Norm Gagne, who for 30 years has been one of the preeminent coaches in Maine high school hockey and has amassed more than 500 wins, has reached a deal to become the new head coach at Lewiston High School, pending school board approval Monday night.
“I guess I’m coming to Lewiston,” Gagne. “I’m excited to go to a school with a tradition like Lewiston’s after having been at Waterville for so long.”
Because of that process, Lewiston Athletic Director Paul Amnott would not comment on Gagne’s hiring.
As a player, Gagne was on some of the first teams ever to play at Edward Little High School. He was recruited from the school’s basketball team to become the hockey team’s goaltender, and the sport stuck from there.
After spending some time playing amateur hockey locally and in Presque Isle, he spent 13 years as a teacher and 12 as head hockey coach at Gardiner High School. He won three Class B titles with the Tigers in the team’s first 12 years of existence, before taking an offer from Waterville High School “on a whim.”
“After I got the job (at Waterville), I had second thoughts,” said Gagne in an interview last year.
Gagne said he consulted with his father, a Lewiston native, who told him without question he should take the job.
Seventeen years and three Class A state titles later, Gagne resigned from Waterville for personal reasons, citing in part a long commute from his new home in Gorham.

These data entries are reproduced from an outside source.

PR #15477, opened 2022-08-05
improvement it translation

lonasozo:
forgotPassword string missed, added and translated.

## Explanation
forgotPassword string was missed inside the it translation, so the italian version of Metamask still print out the english text. I've added it and translated.


lonasozo:

darkwing:
Thank you for the contribution @lonasozo !  I think you've included an extra space at the beginning of the localization key that's making linting fail -- could you fix that?

Thank you!

lonasozo:
Ouch, you're right.
Should be fixed now

brad-decker (approved):

NidhiKJha (approved):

After a deal to help out at Cheverus fell through late last off-season, Gagne took the head coaching job at Class B Gorham High School at the last minute. After four straight wins to begin the season, the Rams slipped to a 5-10-1 record.
Gagne is well aware of the reaction his arrival in Lewiston may cause, having been a rival across the ice for so many years.
“I’m sure people will look at it a bit funny,” said Gagne. “It was a big rivalry for so long, and still is a little bit, and I’m sure it’ll just get bigger now.”
Gagne’s overall record of 516-204-16 ranks among the top coaches in the nation in all-time wins, and that alone will endear him to a school and a community used to winning. Lewiston has won 20 state titles, second only to St. Dom’s 24.
Gagne will take over for Tim Smith, who in five years led the Blue Devils to one Class A title, two title games and four Eastern regional final games. Smith announced his retirement after the Blue Devils fell in the state final game to Cheverus, citing a desire to spend more time with his young family.
Across the river at Edward Little, the Red Eddies’ coaching vacancy remains open. Gagne had applied for that vacancy as well.